J’en étais là de mes réflexions quand j’ai fini par me dire que c’était hors de propos. Ça ne fait jamais de mal de revenir sur des morceaux atroces de l’histoire. Même si ça n’empêche pas les événements de se reproduire, même si ça ne marque pas tous les visiteurs, au moins le Cambodge parle de ce qu’il a vécu. Et ça, ça vaut le détour.


La visite des Killing Fields

Nous y sommes donc allés. Pour 6 dollars, nous entrons dans l’enceinte munis de nos audio-guides. Pendant une heure, un Cambodgien nous raconte les fonctions des différents lieux et ce qu’il s’y passait. Comme on s’y attendait, les témoignages et les explications sont parfois dures à entendre.

Il faut dire que les meurtres étaient particulièrement abjectes. Les soldats Khmer Rouges ne veulent pas dépenser des balles pour tuer leurs prisonniers, alors ils les tuent comme ils peuvent. Les bébés sont arrachés des bras de leur mère et sont projetés sur les arbres de façon à ce que leur crâne soit broyé sous le choc. Les femmes sont abattues nues dans des fosses communes. Bref, l’audio-guide ne nous épargne rien des détails sordides.

Nous finissons la visite par la stuppa centrale qui abrite les crânes des victimes retrouvées. Le discours de l’audio-guide se termine en listant les différents génocides qui ont eu lieu dans la monde il n’y a pas si longtemps et nous implore de ne jamais tolérer des événements pareils.

Les crânes des Killing Fields


Mes impressions

Au final, visiter les Killing Fields fut une expérience intéressante. C’est important qu’un lieu pareil existe aujourd’hui pour rappeler ce qu’il s’est passé. D’ailleurs on a vu beaucoup d’enfants Cambodgiens faire la visite avec leur école.

J’ai également été marquée par la sérénité du lieu. Nous nous trouvions sur les lieux même des histoires atroces qui nous étaient racontées et pourtant le parc était incroyablement apaisant. Certains disent que l’on sent la mort dans les lieux marqués d’histoire, mais le site me démontre le contraire. Mais bon, à l’échelle de l’existence de la terre, la mort est absolument partout…

La vue du parc des Killing Fields

Néanmoins; je regrette un peu le manque de contextualisation des faits. Ce n’est clairement pas un musée : il faut se renseigner sur les événements avant de venir. Sans ça, il est difficile de comprendre pourquoi on nous parle des Vietnamiens, pourquoi l’ONU n’a pas agit ou comment les Khmers Rouges ont pu prendre le pouvoir.

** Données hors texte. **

PR #1059, opened 2025-04-27
fix: add NodeClass informer and refactor CLOUD_PROVIDER env check

cvvz:
**Reason for Change**:

The PR fixed two things:
1. add NodeClass informer to avoid calling apiserver
2. avoid too many `os.Getenv("CLOUD_PROVIDER")` and env var check. Since this env is mandatory and should be set with proper value, we should check it before the controller start up, and pass the value in sync loop, rather than read and check it everywhere.

**Requirements**

**Issue Fixed**:

**Notes for Reviewers**:


zhuangqh (changes requested):
Check cloud_provider before the controller start up, this is good.

Pass `cloudProvider` env explicitly as a function parameter. This is meaningless.
The original code only has 7 calling of `os.getenv("CLOUD_PROVIDER").  Then you make this GLOBAL STATIC PARAMETER an explicit parameter of 17 functions. Do you really think it improve code readability?  And you still read this env in webhook in your latest code.

I suggest you just make "CLOUD_PROVIDER" a global const. Directly read from env is a good pattern for this kind of scenario. And it also convenient to make it an individual value in testing.

cvvz:
@zhuangqh  Thanks for your suggestion. I understand your concerns. This change causes the cloudprovider parameter to spread like a virus throughout the codebase. I also felt it was somewhat inelegant when I was making the changes, but I couldn't find a better solution.

Let me explain why I believe we should not fetch and validate environment variables inside the sync loop: this environment variable is mandatory, so our consensus is that its validity should be checked before the controller even starts. If it’s invalid, the controller should not start at all. My concern is that if we fetch and validate the environment variable inside the sync loop, then in the case of a misconfiguration, the controller would still start, but the reconciler would not function properly, leading to meaningless retries. Although I have now added a validation check before the controller runs, which should largely prevent this situation, fundamentally, validity checks like this should not exist inside the sync loop.However, as long as we use `os.Getenv`, we can't avoid such error handling. 

Passing the parameter explicitly isn't ideal, especially from a code review perspective, but I really don't have a better option. If we don't pass the value explicitly, we would either have to read it from a global variable, or wrap the related functions into methods of a struct—neither of which is feasible at the moment. Maybe in the future, we can refactor the functions into methods, so we won't have to pass around so many parameters.

Another point you raised is that I also read environment variables inside the webhook—you’re absolutely right. I actually intended to mention this. I don't want to read environment variables inside the webhook either, but because our webhook is implemented using the Knative library instead of the Kubebuilder scaffolding, I currently have no way to pass the environment variable value into it. I suggest that we use Kubebuilder to scaffold the webhook framework so that we can pass the environment variable value from the main function. I'll open a separate issue to discuss the webhook topic.

zhuangqh:
@cvvz Yes. Thanks for your contribution. I do think env var check before controller setup is necessary. I mean you can keep the original way to read this variable.

> we would either have to read it from a global variable

Could you explain to me why this solution don't work?  `cloudprovider` is a global and static variable, just read it from where you need it.

I suggest just replace `os.Getenv("CLOUD_PROVIDER")` with `os.Getenv(consts.CloudProviderEnv)`.

If we don't have a better solution, I suggest just keep it as it is.

cvvz:
I didn't mean that it could not work, it did work, especially after I added the check before the sync loop start.
What I mean is that we should avoid this kind of env value check(or any other similar validation) in sync loop, because when the env is misconfigured, the operator can never recover it by reconciling. However, we can't just read the value from env without checking it, so, we'd better not use `os.Getenv` in sync loop at all.

zhuangqh:
> I didn't mean that it could not work, it did work, especially after I added the check before the sync loop start. What I mean is that we should avoid this kind of env value check(or any other similar validation) in sync loop, because when the env is misconfigured and error returned, the operator will keep retrying but it can never recover it by reconciling, we should definitely avoid this situation. However, we can't just read the value from env without checking it, so, we'd better not use `os.Getenv` in sync loop at all.

You have added the check in `SetupWithManager`, right?  Then it's safe to do `os.Getenv` in sync loop.

OK. I come up with a simpler solution😊. Check this critical cloudProvider variable in main.go. If this provider is not supported, just crash. Then you don't need to validate this value.

cvvz:
> Check this critical cloudProvider variable in main.go. If this provider is not supported, just crash. Then you don't need to validate this value.

Yes, that's exactly what I did in this PR. https://github.com/kaito-project/kaito/pull/1059/files#diff-622797ccaf108961818663aa1074497d35dd2e5cc1356b1e2c5214a268a02b6e

> You have added the check in SetupWithManager, right? Then it's safe to do os.Getenv in sync loop.

Yes, it may be safe, if the check in main.go has no bug. But the kind of check should not exist in sync loop at all. Any error that can not be recovered by reconciliation should be avoid.

zhuangqh:
> > Check this critical cloudProvider variable in main.go. If this provider is not supported, just crash. Then you don't need to validate this value.
> 
> Yes, that's exactly what I did in this PR. https://github.com/kaito-project/kaito/pull/1059/files#diff-622797ccaf108961818663aa1074497d35dd2e5cc1356b1e2c5214a268a02b6e
> 
> > You have added the check in SetupWithManager, right? Then it's safe to do os.Getenv in sync loop.
> 
> Yes, it may be safe, if the check in main.go has no bug. But the kind of check should not exist in sync loop at all. Any error that can not be recovered by reconciliation should be avoid.

Nice. I don't know if I explained it clearly. I totally agree your idea.
Can we agree that we don't need to explicitly add parameters? Just use os.getEnv from where we need to read cloudprovider var.

cvvz:
Sorry, but I'm afraid we can't come to an agreement...  How about we discuss this further with more approvers? Thanks!

zhuangqh:
```go
var provider string
var providerVarLock sync.Mutex

func InitCloudProvider() error {
	cloud := os.Getenv("CLOUD_PROVIDER")
	unlock, err := SetCloudProviderWithLock(cloud)
	if err != nil {
		return err
	}
	defer unlock()
	return nil
}

func GetCloudProvider() string {
	if provider == "" {
		panic("cloud provider not initialized")
	}
	return provider
}

// use this in testing
func SetCloudProviderWithLock(cloud string) (func(), error) {
	// Lock the variable to prevent concurrent access
	providerVarLock.Lock()
	switch cloud {
	case consts.AzureCloudName, consts.AWSCloudName, consts.ArcCloudName:
		provider = cloud
		return func() {
			providerVarLock.Unlock()
		}, nil
	}
	providerVarLock.Unlock() // Unlock if the cloud provider is unsupported
	return nil, fmt.Errorf("unsupported cloud provider: %s", cloud)
}
```

An alternative solution.

cvvz:
Yes, global variable is a solution. 
I once thought about using global variables, but I still think passing parameters is better and safer, even though it makes more tedious modifications. 
In fact, if we are going to use global variable, I'd rather choose to keep it as is😄

zhuangqh:
> Yes, global variable is a solution. I once thought about using global variables, but I still think passing parameters is better and safer, even though it makes more tedious modifications. In fact, if we are going to use global variable, I'd rather choose to keep it as is😄

Interesting😊👍
I say you have checked this value when initializing controller, it's safe to use it (os.getenv) during sync loop. You say this simple yes or no check may have bug. If this check has bug, all of your code is meaningless, you still pass a buggy value everywhere.

I say just make this global static config a global variable. You say you still prefer to pass this variable through a deep calling chain.

I don't want to argue anymore. Then, just keep it as it is unless you give me a better solution.

Fei-Guo:
Do not pass extra parameter (which is a static value, never changed during the execution), it hurts my eyes. Sorry. 

I am even good with reading os.env. This pattern is commonly used in many projects. Again, we are not implementing a perfect controller that can cover all edge cases. It is just impractical.

cvvz:
Please take a close look at another piece of code in Kaito, and you'll understand.

In the `main.go` function, two environment variables, `WebhookServicePort` and `WebhookServiceName`, are passed. You can trace how these environment variables are used in the Knative code:

1. The values of the environment variables are retrieved through `os.Getenv()`, then stored in the context using `webhook.WithOptions` : [[kaito/cmd/workspace/main.go at main · kaito-project/kaito](https://github.com/kaito-project/kaito/blob/main/cmd/workspace/main.go#L147-L151)](https://github.com/kaito-project/kaito/blob/main/cmd/workspace/main.go#L147-L151)
2. The values are then retrieved from the context and stored in the `Options` struct through `webhook.GetOptions` : [[pkg/webhook/context.go at main · knative/pkg](https://github.com/knative/pkg/blob/main/webhook/context.go#L33-L39)](https://github.com/knative/pkg/blob/main/webhook/context.go#L33-L39)
3. The values in the `Options` struct are passed down further, either directly embedded into the `Webhook` struct ([[pkg/webhook/webhook.go at main · knative/pkg](https://github.com/knative/pkg/blob/main/webhook/webhook.go#L120-L121)](https://github.com/knative/pkg/blob/main/webhook/webhook.go#L120-L121)) or read from the `Options` and stored in the `reconciler` struct ([[pkg/webhook/certificates/controller.go at main · knative/pkg](https://github.com/knative/pkg/blob/main/webhook/certificates/controller.go#L62)](https://github.com/knative/pkg/blob/main/webhook/certificates/controller.go#L62))
4. In the subsequent reconcile loop, if it's a method of the `reconciler`, the values are directly fetched from the `reconciler` struct, or if it's a standalone function, the values are passed as function parameters ([[pkg/webhook/certificates/certificates.go at main · knative/pkg](https://github.com/knative/pkg/blob/main/webhook/certificates/certificates.go#L103)](https://github.com/knative/pkg/blob/main/webhook/certificates/certificates.go#L103)).

For setting environment variables and the reconcile logic, Knative's approach is to retrieve the environment variables from the top level using `os.Getenv()` and pass them down layer by layer, rather than calling `os.Getenv()` each time.

Back to this PR, as I mentioned, I can only pass `cloudprovider` as a parameter layer by layer because in some places we use functions instead of methods. If we could change them to methods, then we wouldn't need to pass parameters around, we could directly set the value in the struct instead, so the code change will be less tedious.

Je regrette aussi que l’audio-guide n’explique pas plus les procédés qui ont permit aux leaders des Khmers Rouges de manipuler ainsi leurs soldats pour leur faire faire des choses dont ils se pensaient incapables. Pour moi, c’est ça le vrai danger : personne ne s’imagine tuer ses voisins, pourtant dans un certain contexte et avec une certaine pression, on est capables de tout. Il aurait été pertinent d’expliquer le fonctionnement du système de Pol Pot, l’appel au racisme, le contrôle par la peur, le rôle paternel de l’état… Sinon, on ne peut pas se rendre compte qu’une situation pareille est en fait reproductible absolument partout…


Le reste de Phnom Penh

Pour le reste de notre séjour à Phnom Penh, nous n’avons pas fait grand chose. On a visité le night market (bof) et on a bu un coup au bord du Mékong. Le reste du temps on s’est surtout promenés, photographiant ça et là les beaux panoramas qu’on croisaient. Comme je le disais en intro, la ville est très sale et pas très engageante.

Le night market de Phnom Penh

La vue du Mekong

Après nos quelques jours dans la capitale, nous reprenons donc la moto pour remonter doucement le Mékong. Il nous reste une semaine pour atteindre la frontière Laotienne.